» **TASK TO COMPLETE**: Here are some records; copy every line that holds the word "ClassText".

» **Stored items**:
####################
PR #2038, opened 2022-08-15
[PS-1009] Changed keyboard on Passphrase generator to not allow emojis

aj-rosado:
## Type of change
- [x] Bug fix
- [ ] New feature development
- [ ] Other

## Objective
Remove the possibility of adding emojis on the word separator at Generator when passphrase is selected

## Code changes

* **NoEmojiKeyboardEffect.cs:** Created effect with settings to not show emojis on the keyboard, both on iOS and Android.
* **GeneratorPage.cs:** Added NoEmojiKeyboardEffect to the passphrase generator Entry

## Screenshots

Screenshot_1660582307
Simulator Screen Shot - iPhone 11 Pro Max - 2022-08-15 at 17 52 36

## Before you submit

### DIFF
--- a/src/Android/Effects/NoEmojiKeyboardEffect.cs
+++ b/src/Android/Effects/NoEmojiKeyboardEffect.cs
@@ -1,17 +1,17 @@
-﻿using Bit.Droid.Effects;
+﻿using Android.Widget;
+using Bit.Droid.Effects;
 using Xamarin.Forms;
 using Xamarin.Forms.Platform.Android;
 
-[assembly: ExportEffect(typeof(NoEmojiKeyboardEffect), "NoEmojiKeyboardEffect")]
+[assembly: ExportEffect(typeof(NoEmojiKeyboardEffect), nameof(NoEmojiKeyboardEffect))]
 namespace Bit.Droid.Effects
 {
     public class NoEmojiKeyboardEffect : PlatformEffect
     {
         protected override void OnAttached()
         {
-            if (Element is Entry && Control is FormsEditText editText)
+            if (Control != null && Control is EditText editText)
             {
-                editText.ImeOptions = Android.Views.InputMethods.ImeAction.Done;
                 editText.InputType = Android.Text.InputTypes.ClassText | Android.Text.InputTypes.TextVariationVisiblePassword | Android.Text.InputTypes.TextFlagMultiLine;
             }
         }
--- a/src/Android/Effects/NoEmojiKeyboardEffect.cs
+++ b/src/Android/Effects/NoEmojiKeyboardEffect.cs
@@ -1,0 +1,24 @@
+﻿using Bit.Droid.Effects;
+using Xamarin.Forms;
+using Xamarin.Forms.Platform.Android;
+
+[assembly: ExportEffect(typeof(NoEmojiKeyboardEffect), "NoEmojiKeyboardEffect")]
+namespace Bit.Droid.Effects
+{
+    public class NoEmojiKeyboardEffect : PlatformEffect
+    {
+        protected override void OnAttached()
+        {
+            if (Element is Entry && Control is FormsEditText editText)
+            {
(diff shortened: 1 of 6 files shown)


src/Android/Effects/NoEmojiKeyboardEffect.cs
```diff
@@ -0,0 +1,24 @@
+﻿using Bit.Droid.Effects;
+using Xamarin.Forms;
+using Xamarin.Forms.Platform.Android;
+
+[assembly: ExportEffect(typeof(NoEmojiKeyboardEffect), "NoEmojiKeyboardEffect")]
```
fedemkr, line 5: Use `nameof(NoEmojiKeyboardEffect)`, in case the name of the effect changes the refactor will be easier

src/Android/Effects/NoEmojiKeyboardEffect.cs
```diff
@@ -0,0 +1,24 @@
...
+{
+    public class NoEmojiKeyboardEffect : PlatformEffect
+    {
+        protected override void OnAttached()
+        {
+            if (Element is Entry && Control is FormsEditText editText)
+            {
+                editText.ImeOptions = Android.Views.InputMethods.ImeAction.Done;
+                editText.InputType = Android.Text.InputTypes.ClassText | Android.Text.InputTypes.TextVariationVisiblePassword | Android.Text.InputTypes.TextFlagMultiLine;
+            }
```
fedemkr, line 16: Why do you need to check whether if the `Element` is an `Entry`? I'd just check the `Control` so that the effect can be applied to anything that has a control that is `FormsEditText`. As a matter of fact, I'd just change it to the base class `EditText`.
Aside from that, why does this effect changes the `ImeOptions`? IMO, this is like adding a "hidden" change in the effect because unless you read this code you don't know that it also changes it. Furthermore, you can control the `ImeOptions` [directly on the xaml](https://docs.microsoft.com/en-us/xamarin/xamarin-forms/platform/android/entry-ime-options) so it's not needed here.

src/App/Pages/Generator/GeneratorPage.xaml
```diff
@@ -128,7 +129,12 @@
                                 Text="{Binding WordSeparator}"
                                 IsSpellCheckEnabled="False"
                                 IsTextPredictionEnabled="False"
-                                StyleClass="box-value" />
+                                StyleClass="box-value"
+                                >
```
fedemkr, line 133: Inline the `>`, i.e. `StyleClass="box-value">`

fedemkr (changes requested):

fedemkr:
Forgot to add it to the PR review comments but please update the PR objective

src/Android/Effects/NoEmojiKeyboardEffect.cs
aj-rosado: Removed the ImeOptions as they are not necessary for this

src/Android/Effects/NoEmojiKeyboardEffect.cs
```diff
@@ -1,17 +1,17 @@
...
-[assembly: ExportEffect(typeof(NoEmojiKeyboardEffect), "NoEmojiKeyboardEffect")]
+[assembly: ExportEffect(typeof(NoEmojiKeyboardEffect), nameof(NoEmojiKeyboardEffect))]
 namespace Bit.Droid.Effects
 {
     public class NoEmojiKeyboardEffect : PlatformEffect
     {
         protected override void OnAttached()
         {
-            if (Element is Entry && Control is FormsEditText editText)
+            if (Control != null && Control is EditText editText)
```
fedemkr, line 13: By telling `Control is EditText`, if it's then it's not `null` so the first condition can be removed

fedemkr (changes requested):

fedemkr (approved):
####################
» **REPLY TO THE EXERCISE**:
                 editText.InputType = Android.Text.InputTypes.ClassText | Android.Text.InputTypes.TextVariationVisiblePassword | Android.Text.InputTypes.TextFlagMultiLine;
+                editText.InputType = Android.Text.InputTypes.ClassText | Android.Text.InputTypes.TextVariationVisiblePassword | Android.Text.InputTypes.TextFlagMultiLine;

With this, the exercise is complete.